Mimicking the appearance of the adjacent natural tooth is challenging when restoring a fractured anterior tooth. This clinical article describes a modified index technique for restoring a class IV cavity. A replica of the restored tooth was fabricated with computer-aided design and 3D-printing technology, which precisely mimicked the contralateral incisor.
A male patient, 16 years old, sought care at the dental clinic with fractures of the right maxillary central incisor. The patient had no clinical symptoms during this period.
The right maxillary central incisor had been fractured in the middle third three years earlier, and, in the meantime, caries involved the enamel and dentin. No pulp exposure was reported or found, as well as no clinical signs or symptoms.
A radiographic examination of the right central incisor was conducted and no abnormalities, such as periapical lesion, root resorption, etc. were found.
A 3D-printed template was fabricated using a silicone impression, lab scan, Exocad software and 3D printing. Firstly, scanning for stone model by lab scan. Then, 3D wax-up of the right central incisor matching all anatomy and details of the adjacent tooth. Last, a palatal guide was designed using the exocad software, and then 3D printed to enable us to transfer the digital wax-up design into the patient’s mouth accurately.
Isolation with knot ligatures and rubber-dam inversion to achieve clean and dry working field, and minimal interference with the restorative procedures.
The adjacent tooth was protected using a sectional matrix during cleaning of caries.
A 1.5-2 mm fine bevel preparation was designed using a yellow-band football diamond bur. The bevel should be as long as the fracture extension and afterwards the finishing of the preparation with coarse and medium abrasive discs.
After beveling and rounding of sharp edges, the tooth surface was ready for adhesion.
After shielding the adjacent teeth with teflon tape, selective enamel etching was carried out for 25 second with 37% phosphoric acid.
Application and rubbing for 20 seconds of multiple coats of universal bonding agent. Air was the used to carefully thin the bonding before curing for 40 seconds.

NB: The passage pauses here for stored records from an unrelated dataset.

PR #1080, opened 2024-05-04
Solved described tasks, got some prctice with streams and implemented Predicate logic

vovms:


src/main/java/practice/CandidateValidator.java
```diff
@@ -1,5 +1,23 @@
...
+    @Override
+    public boolean test(Candidate candidate) {
+        return candidate.getAge() >= MIN_AGE && candidate.isAllowedToVote()
+                && candidate.getNationality().equals(UKRAINIAN)
+                && getDurationInYears(candidate.getPeriodsInUkr()) >= MIN_DURATION;
+    }
+
+    private int getDurationInYears(String periodsInUkr) {
+        String[] data = periodsInUkr.split(PERIOD_DELIMITER);
+        return Integer.parseInt(data[1]) - Integer.parseInt(data[0]);
```
okuzan, line 21: indexes should be constants too

src/main/java/practice/StreamPractice.java
```diff
@@ -59,7 +88,14 @@ public List<Person> getWorkablePeople(int fromAge, int femaleToAge,
      * return the names of all cats whose owners are women from `femaleAge` years old inclusively.
      */
     public List<String> getCatsNames(List<Person> peopleList, int femaleAge) {
-        return Collections.emptyList();
+        Predicate<Person> womenFromAgePredicate = (p) -> p.getSex() == Person.Sex.WOMAN
+                && p.getAge() >= femaleAge;
+        return peopleList.stream()
+                .filter(womenFromAgePredicate)
+                .flatMap(p -> p.getCats().stream())
```
okuzan, line 95: avoid short one letter naming even in stream chains (outside of math context), use person instead of p, for example

okuzan (changes requested):
Good job, minor comments:

sarakhmen (approved):
Good job!

PR #1086, opened 2024-05-16
Implements all methods in StreamPractice.java class. Created validati…

VadymOziPantielieienko:
…on logic in CandidateValidator.java class. Created Predicate classes to avoid long boolean expressions.

### DIFF
--- a/src/main/java/practice/StreamPractice.java
+++ b/src/main/java/practice/StreamPractice.java
@@ -1,8 +1,14 @@
 package practice;
 
-import java.util.Collections;
+import java.util.Arrays;
 import java.util.List;
+import java.util.NoSuchElementException;
+import java.util.OptionalDouble;
+import java.util.function.Predicate;
+import java.util.stream.Collectors;
+import java.util.stream.IntStream;
 import model.Candidate;
+import model.Cat;
 import model.Person;
 
 public class StreamPractice {
@@ -14,7 +20,13 @@ public class StreamPractice {
      * "Can't get min value from list: < Here is our input 'numbers' >"
      */
     public int findMinEvenNumber(List<String> numbers) {
-        return 0;
+        return numbers.stream()
+                .flatMap(s -> Arrays.stream(s.split(",")))
+                .map(Integer::parseInt)
+                .filter(n -> n % 2 == 0)
+                .min(Integer::compareTo)
+                .orElseThrow(() -> new RuntimeException("Can't get min value from list: "
+                        + numbers));
     }
 
     /**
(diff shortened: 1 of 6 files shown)


src/main/java/practice/StreamPractice.java
```diff
@@ -35,7 +56,12 @@ public Double getOddNumsAverage(List<Integer> numbers) {
      * Example: select men who can be recruited to army (from 18 to 27 years old inclusively).
      */
     public List<Person> selectMenByAge(List<Person> peopleList, int fromAge, int toAge) {
-        return Collections.emptyList();
+        Predicate<Person> sexPredicate = new SexPredicate(Person.Sex.MAN);
+        Predicate<Person> agePredicate = new AgePredicate(fromAge, toAge);
+        return peopleList.stream()
+                .filter(agePredicate)
+                .filter(sexPredicate)
+                .collect(Collectors.toList());
```
Elena-Bruyako, line 64:
```suggestion
                .toList();
```
check all places

src/main/java/practice/StreamPractice.java
```diff
@@ -59,7 +89,13 @@ public List<Person> getWorkablePeople(int fromAge, int femaleToAge,
      * return the names of all cats whose owners are women from `femaleAge` years old inclusively.
      */
     public List<String> getCatsNames(List<Person> peopleList, int femaleAge) {
-        return Collections.emptyList();
+        Predicate<Person> femaleFilterPredictor = new FemaleFilterPredicate(femaleAge);
+        return peopleList.stream()
+                .filter(femaleFilterPredictor)
+                .map(Person::getCats)
```
Elena-Bruyako, line 95:
```suggestion
                .flatMap(p -> p.getCats().stream())
```

src/main/java/practice/StreamPractice.java
```diff
@@ -23,7 +35,16 @@ public int findMinEvenNumber(List<String> numbers) {
      * But before that subtract 1 from each element on an odd position (having the odd index).
      */
     public Double getOddNumsAverage(List<Integer> numbers) {
-        return 0D;
+        OptionalDouble average = IntStream.range(0, numbers.size())
+                .mapToObj(i -> i % 2 == 1 ? numbers.get(i) - 1 : numbers.get(i))
+                .filter(n -> n % 2 != 0)
+                .mapToInt(n -> n)
+                .average();
```
Elena-Bruyako, line 42:
```suggestion
                .average()
                .orElseThrow(...;
```

src/main/java/practice/StreamPractice.java
```diff
@@ -23,7 +35,16 @@ public int findMinEvenNumber(List<String> numbers) {
      * But before that subtract 1 from each element on an odd position (having the odd index).
      */
     public Double getOddNumsAverage(List<Integer> numbers) {
-        return 0D;
+        OptionalDouble average = IntStream.range(0, numbers.size())
```
Elena-Bruyako, line 38:
```suggestion
        return IntStream.range(0, numbers.size())
```

Elena-Bruyako (changes requested):

src/main/java/practice/StreamPractice.java
VadymOziPantielieienko: here is the question that i did first like u suggesting now but In the checklist is written to do with get/getAsDouble, or I misunderstood something

VadymOziPantielieienko: but i like this more

Elena-Bruyako: Let's leave with orElseThrow

Elena-Bruyako (approved):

The 3D-printed template was positioned after disinfection and its correct fit was checked before proceeding.
The enamel shade adapted on the 3D printed index in the tooth fracture area.
The 3D printed index was placed back on the anterior teeth to build the palatal wall. A brush was used to adapt the composite to the cavity margin. After removing excess material, light curing was carried out for 20 seconds.
As you can see, the newly-built palatal wall had the same anatomical features of the adjacent incisor.
The Unica matrix (Polydentia) was used to restore the proximal wall, and to achieve a good seal with the palatal wall. The matrix can be stabilized with a wedge if necessary. In this case, flowable composite was injected in the cervical area and cured to keep the matrix in the desired position.
After building the proximal wall using the same enamel shade, and the incisal halo by using a dentin shade, the frame to layer the core of the restoration was ready.
Intraoral post-operative view.
Extraoral post-operative view.
The direct resin composite restoration of maxillary central incisors using a 3D-printed template represents an accurate, convenient, aesthetic and functional option. A 3D-printed template is therefore an acceptable and reliable alternative to traditional protocols in direct composite restoration of maxillary central incisors, including fractured teeth and dental caries.